Kurek: Czyli Misiek właściwie ta "kara" nie była taka zła

Kubiak: Ta, oprócz tego, że Monika mnie zajedzie, to jest ok

Kurek: A to źle?

Kubiak: Bartuś ja mam swoje lata, po dwóch razach już nie daję radę

Kasia: No ciekawie Dziku, nie powiem, że nie

Kubiak: Kurwa, zapomniałem, że tu jesteś

Kasia: Dzięki -,- 

Kubiak: Ale wiesz, że cię lubię <3

Kasia: Tak wiem, mówiłeś mi to wczoraj dużo razy po tym jak nawaliłeś się trzema drinkami 

Łomacz: Słaby z ciebie Polaczek Dzikuś 

Kubiak: A Polskę reprezentuję ech

Włodek: Cześć :D

Buszek: WŁODEEEEKKKKK

Włodek: O tęskniłem za twoim krzyczeniem w internetach Rafcio 

Kasia: A ja tam się cieszę, że się wczoraj pogodziliśmy 

Włodek: Też się cieszę <3

Kurek: Dobra państwo Włodarczykowie 

Kasia: Ale hamuj Kuraś

Kurek: Dobra, dobra ja tam już wiem co będzie

Kubiak: Ej bo obiady podają do 16 idziemy?

Łomacz: Idziemy

Kasia: Za dziesięć minut na dole

Kłos: Tak, ubierz Wojtka i lecimy 

Kasia: Skąd wiesz, że jestem u niego?

Kłos: Właściwie nie wiedziałem XD

Włodek: Ups

Kasia: Nieważne, a gdzie Kinga i Bieniek?

Kubiak: Em domyślcie się 

Kurek: ( ͡° ͜ʖ ͡°) 

Kurek: Ja już byłem

Kubiak: Ok, to zdzwonimy się po obiedzie i pójdziesz z nami na spacer czy nie?

Kurek: Pójdę 

Kasia: Pa Kureczku 

~*~

Nieznany: Hej.
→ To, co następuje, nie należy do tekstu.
PR #382, opened 2017-12-01
Correct words

XuXiaowen:
Correct words

#<Issue>


gaearon:
It's not the next section though.

Maybe "in the next two sections"?

bvaughn:
Is it the word "next" that's throwing you?

I don't think the way it was before is really problematic. 😄  But would something like "in the following sections" work better?

bvaughn:
I think the wording is probably okay as-is. 😄

PR #386, opened 2017-12-01
Add possible element types that accept propTypes

LAITONEN:
Specified that PropTypes validation could also be applied to stateless or functional components, which was not clearly stated.


bvaughn:
Maybe you could move this note to after the example? So the paragraph flows more smoothly?

LAITONEN:
@bvaughn You mean at the bottom of the page or below the first code excerpt?

bvaughn:
Below the example that it's currently above, so that the note doesn't distract from the primary point the paragraph is making. :)

LAITONEN:
@bvaughn Done!

content/docs/typechecking-with-proptypes.md
```diff
@@ -30,6 +30,8 @@ Greeting.propTypes = {
 };
 ```
 
+In this example, we are using a class component, but the same functionality could also be applied to the so-called stateless or functional components.
```
eps1lon, line 33:
```suggestion
In this example, we are using a class component, but the same functionality could also be applied to function components, or components returned from [`React.memo`](https://reactjs.org/docs/react-api.html#reactmemo) or [`React.forwardRef`](https://reactjs.org/docs/react-api.html#reactforwardref).
```

We no longer use the term functional or stateless components (misleading due to hooks). Added memo and forwardRef as other examples.

content/docs/typechecking-with-proptypes.md
```diff
@@ -30,6 +30,8 @@ Greeting.propTypes = {
 };
 ```
 
+In this example, we are using a class component, but the same functionality could also be applied to function components, or components returned from [`React.memo`](https://reactjs.org/docs/react-api.html#reactmemo) or [`React.forwardRef`](https://reactjs.org/docs/react-api.html#reactforwardref).
```
eps1lon, line 33:
```suggestion
In this example, we are using a class component, but the same functionality could also be applied to function components, or components created by [`React.memo`](https://reactjs.org/docs/react-api.html#reactmemo) or [`React.forwardRef`](https://reactjs.org/docs/react-api.html#reactforwardref).
```

eps1lon:
@LAITONEN Thanks!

To ja dziewczyna z Rio :) Nie wiem czy mnie kojarzysz, ja właściwie nie wiem kim jesteś, ale wrzuciłeś mi karteczkę z twoim numerem i dopiskiem, żebym napisała po Rio, więc jak poprosiłeś tak zrobiłam i właściwie nie wiem, czy chcesz mnie poznać, ale postanowiłam zaryzykować, ale jakby nie patrzeć to gdybyś mnie nie chciał poznać to nie dawałbyś mi numeru i w ogóle. Ogólnie to Ewa jestem 

Kurek: Eeee hej?

Nieznany: O Jezu jaka jestem głupia, po co ja do ciebie pisałam? Pewnie to było do żartów, a ja za dużo sobie wyobrażałam. Bardzo cię przepraszam. Myślałam, że poznam kogoś kto też kocha siatkówkę i w ogóle, a tu wtopa, jak zwykle poza tym. Skoro nie chcesz ze mną pisać to nie będę

Kurek: Daj mi chwilkę :)

~*~

Kurek: Który podrzucił jakiejś kibitce mój numer kurwa?

Kubiak: Hahahahahahahahah napisała do ciebie?

Kurek: Ty chuju i co ja mam teraz jej napisać? Że to głupi żart mojego głupiego przyjaciela, przecież jej się smutno zrobi

Kubiak: E a może ona nie jest taka zła? 

Kurek: Z jednej jej wiadomości można by było napisać dziesięciotomową sagę 

Kubiak: Nie przesadzaj

Kurek: Nim zrozumiałem co do mnie napisała minęło kilka minut

Zatorski: Może to ty masz jakieś wolne rozumowanie?

Kasia: Zawsze mogło być gorzej

Kurek: To znaczy?

Kasia: No na przykład jakby jej wiadomość była jak scenariusz do jednego sezonu "Mody na sukces" 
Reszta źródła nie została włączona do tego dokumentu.